Berdasarkan data dari sejumlah media, angka ini berbeda-beda, sekitar 1.5 juta orang Indonesia bekerja di Timur Tengah; bekerja berbagai bidang, terutama pembantu Rumah Tangga, Pekerja Bangunan, atau pun 'non keahlian' lainnya.
Data 2015 menunjukkan bahwa 2014, negara paling besar menampung TKI adalah (i) Arab Saudi dengan jumlah TKI 1,01 juta orang, (ii) Uni Emirat Arab sebesar 114.000 orang, (iii) Yordania 48.000 orang, (iv) Oman 33.000 orang, (v) Qatar 28.000 orang, (vi) Kuwait, Bahrain, Sudan, Mesir, Libanon, dan negara lainnya. [Note: Cukup aneh, ada TKI/W yang bekerja di Sudan; padahal salah satu negara termiskin di Dunia dan pertumbuhan ekonomi sangat rendah].
Dari lebih sejuta TKI/W di Arab Saudi tersebut, menurut KBRI di Arab Saudi dan BNP2PTKI, minimal ada 2500 orang adalah TKI yang dinyatakan ilegal. Dalam artian, mereka bekerja di sana tanpa melalui proses perizinan.
Modus yang mereka gunakan adalah visa ziarah; dan sengaja tidak pulang ke Indonesia. Mereka bekerja selama 90 hari, sambil mencoba peruntungan mendapat izin, melalui calo.
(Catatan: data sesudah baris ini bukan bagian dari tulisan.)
PR #371, opened 2024-02-02
minor updates to traverse_path tests

arvidn:


src/traverse_path.rs
```diff
@@ -109,11 +109,17 @@ fn test_traverse_path() {
     let n1 = a.new_atom(&[0, 1, 2]).unwrap();
     let n2 = a.new_atom(&[4, 5, 6]).unwrap();
 
-    assert_eq!(traverse_path(&a, &[0], n1).unwrap(), Reduction(48, nul));
```
arvidn, line 112: this is a redundant 0, that's why the cost is 48, instead of 44. This was moved down to the "cost for leading zeros" section

Rigidity (approved):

Jika berhasil dapat izin tinggak, maka para 'pendatang ilegal' tersebut bisa bekerja selama 5-10 tahun.
Penyebab TKW Mengalami Penyiksaan
Sudah bukan rahasia bahwa sebagian besar TKI, utamanya TKW, yang bekerja di LN pada sektor informal, tanpa persiapan khusus atau pun, ketrampilan dasar yang memadai; misalnya, menggunakan alat-alat elekronik rumah tangga, juga menguasai bahasa.
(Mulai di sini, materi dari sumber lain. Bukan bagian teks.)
PR #372, opened 2024-02-02
`SmallAtom` optimization

arvidn:
These commits are best reviewed one at a time.

# purpose

This patch introduces a more compact representation of small atoms. A `NodePtr` is 32 bits, 6 bits identifies the kind of node it points to (Atom or Pair), 26 bits is an index into the vector of atoms or pairs.

This patch adds a 3rd kind of node, `SmallAtom`, where the value of the atom is stored in the low 26 bits directly. The benefits are:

Di samping itu, mereka terikat kontrak pada agen; dan agen itulah yang 'menentukan' kerja di mana dan dengan siapa; juga harus membayar  jasa agen yang jumlahnya cukup besar.
Pada konteks itu, TKW menjadi tidak berdaya; sehingga adakalanya tidak bisa berbuat banyak, jika mengalami kendala di tempat kerja, misalnya kerja melebihi 12 jam sehari, gaji yang dipotong, dan lain sebagainya.
Menimnya ketrampilan (dan juga bahasa) tersebut, merupakan salah satu faktor penyebab terjadi 'penyiksaan' terhadap TKW.
Selain itu, berbagai sumber menyatakan alasan-alasan TKWI mengalami penyiksaan antara lain, (i) hasil kerja yang kurang memuaskan majikan, (ii) kendala bahasa, (iii) majikan memaksa atau memerinta bekerja di waktu pekerja beristirahat, (iv) godaan dan penolakan ajakan ML, (v) melawan ketika terjadi pelecehan seksual, (vi) majikan membuat pembatasan-pembatasan sehingga pekerja tidak bisa bersosialiasi, menghubungi keluarga, dan juga ibadah.